I just found this out the hard way; in my kernel I need a two level hash table, so the first thing I came up with was this
__constant__ short hash_g[1024];
__constant__ short hash_h[8192];
...
return hash_h[(hash_g[b] + a) & 0x1fff];
This works very well, but was quite slow.

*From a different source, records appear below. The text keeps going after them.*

PR #8584, opened 2026-08-28
HBASE-30335 Seed master flushedSequenceIdByRegion with openSeqNum on region OPEN

nirdosh0110:
## Summary
- The master's `flushedSequenceIdByRegion` is only updated via periodic RegionServer heartbeats. On a fresh region OPEN, the entry is absent, so `ServerManager.getLastFlushedSequenceId` returns `NO_SEQNUM` and `WALSplitter` treats every WAL edit as un-flushed. If the source RS of a drain-move crashes before its next heartbeat, this produces orphaned `recovered.edits` files containing already-durable edits, which then surface as false-positive "data loss" warnings during subsequent merge/split operations and leave regions stuck in RIT.
- Add `ServerManager.reportRegionOpen(regionInfo, openSeqNum)` and call it from `AssignmentManager.regionOpenedWithoutPersistingToMeta` so the master seeds its flushed-sequence cache synchronously with the `openSeqNum` reported on the OPEN transition.
- `putIfAbsent` is used so a heartbeat-supplied value (which may reflect flushes after open) is never regressed.

JIRA: https://issues.apache.org/jira/browse/HBASE-30335

## Test plan
- [ ] Existing `TestAssignmentManager` and `TestServerManager` suites pass.
- [ ] Reproduce: drain-move a region, kill source RS before next heartbeat, verify no `recovered.edits` are produced for already-flushed sequence numbers and no downstream stuck RIT on a follow-up merge.

### DIFF
--- a/hbase-server/src/main/java/org/apache/hadoop/hbase/master/ServerManager.java
+++ b/hbase-server/src/main/java/org/apache/hadoop/hbase/master/ServerManager.java
@@ -1098,14 +1098,16 @@ public class ServerManager implements ConfigurationObserver {
    * heartbeat, so {@link #getLastFlushedSequenceId} returns {@link HConstants#NO_SEQNUM} and
    * WALSplitter conservatively treats already-durable edits as unflushed - producing orphaned
    * recovered.edits when the source server crashes soon after a drain-move. Uses
-   * {@code putIfAbsent} so a heartbeat-supplied value (which may reflect flushes after open) is
-   * never regressed. See HBASE-30335.
+   * {@code merge} with {@link Math#max} so a heartbeat-supplied value (which may reflect flushes
+   * after open) is never regressed - and, unlike {@code putIfAbsent}, a stale-low prior value is
+   * lifted to {@code openSeqNum}. Safe because at OPEN a region cannot have flushed past its own
+   * {@code openSeqNum}. See HBASE-30335.
    */
   public void reportRegionOpen(final RegionInfo regionInfo, final long openSeqNum) {
-    if (openSeqNum == HConstants.NO_SEQNUM || openSeqNum < 0) {
+    if (openSeqNum < 0) { // NO_SEQNUM == -1
       return;
     }
-    flushedSequenceIdByRegion.putIfAbsent(regionInfo.getEncodedNameAsBytes(), openSeqNum);
+    flushedSequenceIdByRegion.merge(regionInfo.getEncodedNameAsBytes(), openSeqNum, Math::max);
   }
 
   public boolean isRegionInServerManagerStates(final RegionInfo hri) {
--- a/hbase-server/src/main/java/org/apache/hadoop/hbase/master/ServerManager.java
+++ b/hbase-server/src/main/java/org/apache/hadoop/hbase/master/ServerManager.java
@@ -1097,10 +1097,10 @@ public class ServerManager implements ConfigurationObserver {
    * {@code openSeqNum}. Without this, the entry stays absent until the hosting server's next
    * heartbeat, so {@link #getLastFlushedSequenceId} returns {@link HConstants#NO_SEQNUM} and
    * WALSplitter conservatively treats already-durable edits as unflushed - producing orphaned
-   * recovered.edits when the source server crashes soon after a drain-move. Uses
-   * {@code merge} with {@link Math#max} so a heartbeat-supplied value (which may reflect flushes
-   * after open) is never regressed - and, unlike {@code putIfAbsent}, a stale-low prior value is
-   * lifted to {@code openSeqNum}. Safe because at OPEN a region cannot have flushed past its own
+   * recovered.edits when the source server crashes soon after a drain-move. Uses {@code merge} with
+   * {@link Math#max} so a heartbeat-supplied value (which may reflect flushes after open) is never
+   * regressed - and, unlike {@code putIfAbsent}, a stale-low prior value is lifted to
+   * {@code openSeqNum}. Safe because at OPEN a region cannot have flushed past its own
    * {@code openSeqNum}. See HBASE-30335.
    */
   public void reportRegionOpen(final RegionInfo regionInfo, final long openSeqNum) {
--- a/hbase-server/src/main/java/org/apache/hadoop/hbase/master/ServerManager.java
+++ b/hbase-server/src/main/java/org/apache/hadoop/hbase/master/ServerManager.java
@@ -1092,6 +1092,22 @@ public class ServerManager implements ConfigurationObserver {
     flushedSequenceIdByRegion.remove(encodedName);
   }
 
+  /**
+   * Called on region OPEN to seed {@link #flushedSequenceIdByRegion} with the region's
+   * {@code openSeqNum}. Without this, the entry stays absent until the hosting server's next
+   * heartbeat, so {@link #getLastFlushedSequenceId} returns {@link HConstants#NO_SEQNUM} and
+   * WALSplitter conservatively treats already-durable edits as unflushed - producing orphaned
+   * recovered.edits when the source server crashes soon after a drain-move. Uses
+   * {@code putIfAbsent} so a heartbeat-supplied value (which may reflect flushes after open) is
+   * never regressed. See HBASE-30335.
+   */
+  public void reportRegionOpen(final RegionInfo regionInfo, final long openSeqNum) {
+    if (openSeqNum == HConstants.NO_SEQNUM || openSeqNum < 0) {
+      return;
+    }
+    flushedSequenceIdByRegion.putIfAbsent(regionInfo.getEncodedNameAsBytes(), openSeqNum);
+  }
+
   public boolean isRegionInServerManagerStates(final RegionInfo hri) {
     final byte[] encodedName = hri.getEncodedNameAsBytes();
     return (storeFlushedSequenceIdsByRegion.containsKey(encodedName)
--- a/hbase-server/src/main/java/org/apache/hadoop/hbase/master/assignment/AssignmentManager.java
+++ b/hbase-server/src/main/java/org/apache/hadoop/hbase/master/assignment/AssignmentManager.java
@@ -2287,6 +2287,10 @@ public class AssignmentManager {
     RegionInfo regionInfo = regionNode.getRegionInfo();
     regionStates.addRegionToServer(regionNode);
     regionStates.removeFromFailedOpen(regionInfo);
+    // HBASE-30335: seed the master's flushed sequence cache with openSeqNum so a subsequent
+    // WAL split (e.g. source RS crashes after drain-move) recognizes already-durable edits
+    // instead of writing orphaned recovered.edits.
+    master.getServerManager().reportRegionOpen(regionInfo, regionNode.getOpenSeqNum());
   }
 
   // should be called under the RegionStateNode lock
--- a/hbase-server/src/test/java/org/apache/hadoop/hbase/master/TestGetLastFlushedSequenceId.java
+++ b/hbase-server/src/test/java/org/apache/hadoop/hbase/master/TestGetLastFlushedSequenceId.java
@@ -31,6 +31,7 @@ import org.apache.hadoop.hbase.SingleProcessHBaseCluster;
 import org.apache.hadoop.hbase.TableName;
 import org.apache.hadoop.hbase.client.Put;
 import org.apache.hadoop.hbase.client.Table;
+import org.apache.hadoop.hbase.regionserver.HRegion;
 import org.apache.hadoop.hbase.regionserver.HRegionServer;
 import org.apache.hadoop.hbase.regionserver.Region;
 import org.apache.hadoop.hbase.testclassification.MediumTests;
@@ -106,5 +107,42 @@ public class TestGetLastFlushedSequenceId {
       ids.getLastFlushedSequenceId() + " > " + storeSequenceId);
     assertEquals(ids.getLastFlushedSequenceId(), ids.getStoreSequenceId(0).getSequenceId());
     table.close();
+  }
+
+  /**
+   * HBASE-30335: after a region is opened - and before any user write or flush - the master's
+   * flushedSequenceIdByRegion must already contain the region's openSeqNum. Otherwise a
+   * subsequent WAL split (e.g. the hosting RS crashes before its first flush heartbeat) would
+   * treat already-durable edits as unflushed and produce orphaned recovered.edits.
+   */
+  @Test
+  public void testFlushedSequenceIdSeededOnRegionOpen() throws IOException, InterruptedException {
+    TableName freshTable = TableName.valueOf(getClass().getSimpleName(), "openseed");
+    testUtil.getAdmin()
+      .createNamespace(NamespaceDescriptor.create(freshTable.getNamespaceAsString()).build());
+    Table table = testUtil.createTable(freshTable, families);
+    try {
+      SingleProcessHBaseCluster cluster = testUtil.getMiniHBaseCluster();
+      HRegion region = null;
+      for (JVMClusterUtil.RegionServerThread rst : cluster.getRegionServerThreads()) {
+        for (HRegion r : rst.getRegionServer().getRegions(freshTable)) {
+          region = r;
+          break;
+        }
+        if (region != null) {
+          break;
+        }
+      }
+      assertNotNull(region);
+      long openSeqNum = region.getOpenSeqNum();
+      RegionStoreSequenceIds ids = testUtil.getHBaseCluster().getMaster().getServerManager()
+        .getLastFlushedSequenceId(region.getRegionInfo().getEncodedNameAsBytes());
+      assertNotEquals(HConstants.NO_SEQNUM, ids.getLastFlushedSequenceId(),
+        "flushedSequenceIdByRegion should be seeded on region OPEN (HBASE-30335)");
+      assertEquals(openSeqNum, ids.getLastFlushedSequenceId(),
+        "seeded value must equal the region's openSeqNum");
+    } finally {
+      table.close();
+    }
   }
 }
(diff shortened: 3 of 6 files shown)


hbase-server/src/main/java/org/apache/hadoop/hbase/master/assignment/AssignmentManager.java
```diff
@@ -2287,6 +2287,10 @@ void regionOpenedWithoutPersistingToMeta(RegionStateNode regionNode)
     RegionInfo regionInfo = regionNode.getRegionInfo();
     regionStates.addRegionToServer(regionNode);
     regionStates.removeFromFailedOpen(regionInfo);
+    // HBASE-30335: seed the master's flushed sequence cache with openSeqNum so a subsequent
+    // WAL split (e.g. source RS crashes after drain-move) recognizes already-durable edits
+    // instead of writing orphaned recovered.edits.
```
Umeshkumar9414, line 2292: It would be good to add tests.

nirdosh0110: Ack

nirdosh0110: @Umeshkumar9414 Added a unit test.

Apache9:
I think this is an optimization for not splitting unnecessary wal edits, but why it will lead to merge stuck? After opening a region, we should have removed all the recovered.edits files?

nirdosh0110:
> I think this is an optimization for not splitting unnecessary wal edits, but why it will lead to merge stuck? After opening a region, we should have removed all the recovered.edits files?
 
Thanks @Apache9 for looking into it. Below is incident brief explanation. I've also raised [PR8583](https://github.com/apache/hbase/pull/8583)  to reopen parent region on rollback of MERGE_TABLE_REGIONS_CHECK_CLOSED_REGIONS linked to this incident. 

What Happened: 
1. Region 112d9f08 was gracefully moved from rs-132 → rs-81 at 16:36:34 UTC.
2. The close on rs-132 had already flushed the region's edits, and rs-81 opened the region with openSeqNum=4997750282, establishing that the edits up to that point were durable.
3. ~25 seconds later, rs-132 was declared dead as part of the broader graceful RS drain.
4. The WAL split worker (rs-34) subsequently created a recovered.edits file for this region containing edit seqId=4997750280.
5. This edit was already durable in the HFiles. The recovered edit file was effectively stale/orphaned, but its existence was not recognized as harmless.


Where it got stuck:

At 18:32:33 UTC, MergeTableRegionsProcedure (pid=46990253) unassigned the region successfully.
During MERGE_TABLE_REGIONS_CHECK_CLOSED_REGIONS, the procedure saw the recovered.edits file and failed the check.
The merge procedure retained the region lock and did not recover automatically, leaving the region in CLOSED/RIT for ~48m 56s.
The RIT only cleared after the HMaster failover caused the procedure to replay and fresh top-level ASSIGN procedures reopened the regions.

hbase-server/src/main/java/org/apache/hadoop/hbase/master/ServerManager.java
```diff
@@ -1092,6 +1092,22 @@ public void removeRegion(final RegionInfo regionInfo) {
...
+   * WALSplitter conservatively treats already-durable edits as unflushed - producing orphaned
+   * recovered.edits when the source server crashes soon after a drain-move. Uses
+   * {@code putIfAbsent} so a heartbeat-supplied value (which may reflect flushes after open) is
+   * never regressed. See HBASE-30335.
+   */
+  public void reportRegionOpen(final RegionInfo regionInfo, final long openSeqNum) {
+    if (openSeqNum == HConstants.NO_SEQNUM || openSeqNum < 0) {
+      return;
+    }
+    flushedSequenceIdByRegion.putIfAbsent(regionInfo.getEncodedNameAsBytes(), openSeqNum);
```
apurtell: A max merge is more correct and equally safe, because at OPEN time a region cannot have flushed past its own `openSeqNum`.

```java
public void reportRegionOpen(final RegionInfo regionInfo, final long openSeqNum) {
  if (openSeqNum < 0) { // NO_SEQNUM == -1
    return;
  }
  flushedSequenceIdByRegion.merge(regionInfo.getEncodedNameAsBytes(), openSeqNum, Math::max);
}
```

hbase-server/src/test/java/org/apache/hadoop/hbase/master/TestGetLastFlushedSequenceId.java
```diff
@@ -89,10 +91,14 @@ public void test() throws IOException, InterruptedException {
...
       .getLastFlushedSequenceId(region.getRegionInfo().getEncodedNameAsBytes());
-    assertEquals(HConstants.NO_SEQNUM, ids.getLastFlushedSequenceId());
     // This will be the sequenceid just before that of the earliest edit in memstore.
     long storeSequenceId = ids.getStoreSequenceId(0).getSequenceId();
     assertTrue(storeSequenceId > 0);
+    // HBASE-30335: openSeqNum is now seeded on region OPEN, so lastFlushedSequenceId is no
+    // longer NO_SEQNUM before the first flush - it is the region's openSeqNum, which must
+    // still be strictly less than the memstore's earliest unflushed edit.
+    assertNotEquals(HConstants.NO_SEQNUM, ids.getLastFlushedSequenceId());
+    assertTrue(ids.getLastFlushedSequenceId() < storeSequenceId);
```
apurtell: This assertion is fragile. 
It is technically off by one, but because the region open marker consumes one seq id, the test will currently pass.

Maybe `assertNotEquals(NO_SEQNUM, ...)` instead?

apurtell (approved):
Approved, with two suggestions

Apache9:
> > I think this is an optimization for not splitting unnecessary wal edits, but why it will lead to merge stuck? After opening a region, we should have removed all the recovered.edits files?
> 
> Thanks @Apache9 for looking into it. Below is incident brief explanation. I've also raised [PR8583](https://github.com/apache/hbase/pull/8583) to reopen parent region on rollback of MERGE_TABLE_REGIONS_CHECK_CLOSED_REGIONS linked to this incident.
> 
> What Happened:
> 
> 1. Region 112d9f08 was gracefully moved from rs-132 → rs-81 at 16:36:34 UTC.
> 2. The close on rs-132 had already flushed the region's edits, and rs-81 opened the region with openSeqNum=4997750282, establishing that the edits up to that point were durable.
> 3. ~25 seconds later, rs-132 was declared dead as part of the broader graceful RS drain.
> 4. The WAL split worker (rs-34) subsequently created a recovered.edits file for this region containing edit seqId=4997750280.
> 5. This edit was already durable in the HFiles. The recovered edit file was effectively stale/orphaned, but its existence was not recognized as harmless.
> 
> Where it got stuck:
> 
> At 18:32:33 UTC, MergeTableRegionsProcedure (pid=46990253) unassigned the region successfully. During MERGE_TABLE_REGIONS_CHECK_CLOSED_REGIONS, the procedure saw the recovered.edits file and failed the check. The merge procedure retained the region lock and did not recover automatically, leaving the region in CLOSED/RIT for ~48m 56s. The RIT only cleared after the HMaster failover caused the procedure to replay and fresh top-level ASSIGN procedures reopened the regions.

Then basically there are two problems.
On 5, we should remove the recovered.edits when opening the region, of course a failure of removing should not be considered as a critical issue.
And in MergeTableRegionsProcedure, when we have a recovered.edits file, we should check if the edits are all below the persistent seqNum, if so we are OK to remove the directory and go on.

We can do these changes in a separated issue.

Thanks.

Umeshkumar9414:
> Then basically there are two problems.
> On 5, we should remove the recovered.edits when opening the region, of course a failure of removing should not be considered as a critical issue.

We should check why the recovered edit files created after region open. BTW I am aware of onc case that I faced (But it looks like you faced another one) when two split worker (one zombie server and another active one) is simultaneously splitting the wal. Active one complete and we even open the region. Now zombie server can try to create one recovered-edit file from its memory. 

> And in MergeTableRegionsProcedure, when we have a recovered.edits file, we should check if the edits are all below the persistent seqNum, if so we are OK to remove the directory and go on.

I might not be right here but what I understand from the code is having recovered.edits files once region is open is unacceptable, and I think that was right. Even if we check that the edits are all below the persistent seqNum, we might not be sure that we didn't miss some edits. But we might not have any other way here, anyway rollback and open will do the same.

nirdosh0110:
> MergeTableRegionsProcedure, when we have a recovered.edits file, we should check if the edits are all below the persistent seqNum, if so we are OK to remove the directory and go on.

@Apache9 Totally agree — we should have tolerance built into the merge and split procedures. I've filed a separate bug to track the issue pointed 
- https://issues.apache.org/jira/browse/HBASE-30352
- https://github.com/apache/hbase/pull/8599

hbase-server/src/main/java/org/apache/hadoop/hbase/master/ServerManager.java
nirdosh0110: Addressed this comment in latest commit.

hbase-server/src/test/java/org/apache/hadoop/hbase/master/TestGetLastFlushedSequenceId.java
nirdosh0110: Addressed this comment in latest commit.

mnpoonia (approved):

Umeshkumar9414:
Can we do this while closing of the region instread of opening the region? 

Looks like SCP just after the region closing is creating these recovered.edits files as RS report the flushed seq id in it heartbeats. Corrent me if I am wrong.

hbase-server/src/main/java/org/apache/hadoop/hbase/master/ServerManager.java
```diff
@@ -1092,6 +1092,24 @@ public void removeRegion(final RegionInfo regionInfo) {
...
+   * {@link Math#max} so a heartbeat-supplied value (which may reflect flushes after open) is never
+   * regressed - and, unlike {@code putIfAbsent}, a stale-low prior value is lifted to
+   * {@code openSeqNum}. Safe because at OPEN a region cannot have flushed past its own
+   * {@code openSeqNum}. See HBASE-30335.
+   */
+  public void reportRegionOpen(final RegionInfo regionInfo, final long openSeqNum) {
+    if (openSeqNum < 0) { // NO_SEQNUM == -1
+      return;
+    }
+    flushedSequenceIdByRegion.merge(regionInfo.getEncodedNameAsBytes(), openSeqNum, Math::max);
```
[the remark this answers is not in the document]
nirdosh0110: Good catch — the race is real. `updateLastFlushedSequenceIds` reads `flushedSequenceIdByRegion` at line 292 and does a conditional `put` at line 300 without holding any lock, so the following interleaving is possible:

1. Stale heartbeat thread reads `existingValue = null`.
2. `reportRegionOpen(regionInfo, openSeqNum=10)` executes its atomic `merge(Math::max)` → map now has `10`.
3. Stale heartbeat thread resumes and writes `completedSeqId = 3` → map regresses to `3`.

The read-then-put pattern predates this PR, but HBASE-30335 sharpens the exposure. Before this change every writer to the map was the same heartbeat path carrying monotonically-nondecreasing values from a single RS — a lost update was self-healing on the next heartbeat. With the new OPEN-time seed, the writer values are heterogeneous (a fresh `openSeqNum` after reopen can be strictly greater than any stale RS's `completedSequenceId` observed during graceful drain / failover), and a regression on this path is not self-healing because the OPEN seed happens once per region open, not periodically.

Filing this as a follow-up JIRA to keep this PR's diff focused on the seed installation and to make bisection precise if either change regresses. The follow-up will convert both the region-level and per-store read-then-put pairs to atomic `compute(...)` and add a concurrency test that races `reportRegionOpen(high)` against a heartbeat-shaped `regionServerReport(low)` and asserts the final map holds `high`. Will link the follow-up PR here once it's up.

nirdosh0110:
> Can we do this while closing of the region instread of opening the region?
> 
> Looks like SCP just after the region closing is creating these recovered.edits files as RS report the flushed seq id in it heartbeats. Corrent me if I am wrong.

CLOSE-time seeding alone doesn't cover the crash path — if the RS dies, there's no close report to seed from, so the watermark stays stale and SCP walks with the wrong fence.

Doing it at OPEN time covers both cases: a graceful close-then-reopen and a crash-then-reopen-elsewhere both go through OPEN, and `openSeqNum` at that point is already bumped past the close marker, so it's the strongest fence we can install.

Umeshkumar9414:
> CLOSE-time seeding alone doesn't cover the crash path — if the RS dies, there's no close report to seed from, so the watermark stays stale and SCP walks with the wrong fence.

If there is no close report then master won't mvoe ahead with open so we are good in that case. We are only having a problem if edits are present after open.

nirdosh0110:
Fair — for a pure server crash we'd have stale data anyway, bounded by `msginterval`. RS already sends `completedSequenceId` for every region on every heartbeat, so master's map is continuously refreshed on the happy path, and pure-crash isn't really the differentiator between CLOSE-time and OPEN-time.

The scenario this PR is targeting is *graceful move + later crash of the source RS*:

1. `t=0` — source RS cleanly closes R (flush to close-marker). Target RS opens R with `openSeqNum` bumped past close-marker. But master's `flushedSequenceIdByRegion[R]` still reflects the last heartbeat from the source RS, which was written **before** the close-flush landed — so it's stale.
2. `t=25s` — source RS dies. SCP walks its WAL and filters using `flushedSequenceIdByRegion[R]` — still the stale pre-close value. Recovered.edits are written for edits that are already durable in HFiles.
3. Later split/merge on R fails `checkClosedRegion` on those stale recovered.edits.

Both CLOSE-time and OPEN-time seeding would fix this. Reasons I kept OPEN-time:
- `openSeqNum` ≥ close-marker, so it's an at-least-as-tight fence.
- Fires on every OPEN (reassignment after SCP, master restart, RS restart), not only clean closes.
- Reuses the existing `reportRegionOpen` payload that already carries `openSeqNum` — no new field on the close report.

apurtell:
Copilot's review (2026-09-02, reiterated 2026-09-16) highlights a real race. This has to be fixed now, not deferred to another followup, otherwise what is the point. A stale in-flight heartbeat from the (soon to be dead) source RS can read null/a low value, race past the OPEN-seed, and then overwrite it with its lower value, reintroducing the bug this PR is meant to fix, just in a narrower window.

nirdosh0110:
> Copilot's review (2026-09-02, reiterated 2026-09-16) highlights a real race. This has to be fixed now, not deferred to another followup, otherwise what is the point. A stale in-flight heartbeat from the (soon to be dead) source RS can read null/a low value, race past the OPEN-seed, and then overwrite it with its lower value, reintroducing the bug this PR is meant to fix, just in a narrower window.

@apurtell Got it. The race was in updateLastFlushedSequenceIds: it did a non-atomic get-then-put, so a stale in-flight heartbeat could read null/low, race past the reportRegionOpen seed, and put its lower value on top.

Both the region- and store-level updates now go through an atomic compute that keeps the existing "never lower the watermark" rule. With the merge(Math::max) seed on the OPEN side, every writer on the live serving path is now an atomic max-merge — the stored value is monotonic non-decreasing, so a concurrent seed can no longer be clobbered. Whatever the interleaving: heartbeat-before-seed → the seed lifts it to openSeqNum; heartbeat-after-seed → compute refuses to lower it.

Added TestServerManager#testConcurrentStaleHeartbeatDoesNotClobberOpenSeed to test the scenerio.

Umeshkumar9414:
> Both CLOSE-time and OPEN-time seeding would fix this. Reasons I kept OPEN-time:
> 
> * `openSeqNum` ≥ close-marker, so it's an at-least-as-tight fence.
> * Fires on every OPEN (reassignment after SCP, master restart, RS restart), not only clean closes.
> * Reuses the existing `reportRegionOpen` payload that already carries `openSeqNum` — no new field on the close report.

But this will still leave a small gap where Close is completed and OPEN is yet to happen. And SCP of source is already started and we are about to split the wal. This is the reason why I wanted to do it with `reportRegionClose` . Because flush is something related to close only not open. So it would make sense if we do this while closing.

nirdosh0110:
> > Both CLOSE-time and OPEN-time seeding would fix this. Reasons I kept OPEN-time:
> > 
> > * `openSeqNum` ≥ close-marker, so it's an at-least-as-tight fence.
> > * Fires on every OPEN (reassignment after SCP, master restart, RS restart), not only clean closes.
> > * Reuses the existing `reportRegionOpen` payload that already carries `openSeqNum` — no new field on the close report.
> 
> But this will still leave a small gap where Close is completed and OPEN is yet to happen. And SCP of source is already started and we are about to split the wal. This is the reason why I wanted to do it with `reportRegionClose` . Because flush is something related to close only not open. So it would make sense if we do this while closing.

Good point @Umeshkumar9414, and I agree it's worth doing. The OPEN-time seed here is the primary fence — openSeqNum ≥ close-marker, and it fires on every reopen path (reassignment after SCP, master restart, RS restart), including the pure-crash case where there's no close report at all. But you're right that it leaves the narrow window you describe: close done on the source, source dies, its SCP splits the WAL before the target finishes OPEN.

Seeding on CLOSE tightens exactly that window for the graceful-close case, and it composes cleanly with the OPEN seed since both go through the same monotonic merge(Math::max). The plumbing is already there — the CLOSED transition is routed through the same handler that receives a seqId, the RS can source it from HRegion.getMaxFlushedSeqId(), and RegionStateTransition already has the optional openSeqNum field, so no proto change is needed.

I'd prefer to keep this PR's diff focused on the OPEN-time seed (it's approved and the heartbeat race is now fixed) and do the close-time seed as a small follow-up — same way we split out HBASE-30352. I will file a HBase JIRA; I'll pick it up there.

I wondered whether
texture<short, 1, cudaReadModeElementType> hash_g;
texture<short, 1, cudaReadModeElementType> hash_h;
...
cudaBindTexture(0, hash_g, hash_g_gpu, sizeof(hash_g_cpu));
cudaBindTexture(0, hash_h, hash_h_gpu, sizeof(hash_h_cpu));
...
return tex1Dfetch(hash_h, (tex1Dfetch(hash_g, b) + a) & 0x1fff);
would be faster, well I’ll let the timings speak for themselves:
Constants: method=[ _Z4testPiP11permutation ] gputime=[ 60942.465 ] cputime=[ 60972.000 ] occupancy=[ 1.000 ]
Texture: method=[ _Z4testPiP11permutation ] gputime=[ 29661.119 ] cputime=[ 29920.000 ] occupancy=[ 1.000 ]
The method using a texture bound to global memory is almost exactly two times as fast, given the same occupancy! Morale of the story: only use constants if the whole block addresses the same address at the same time. Otherwise a texture is faster, even for random access patterns.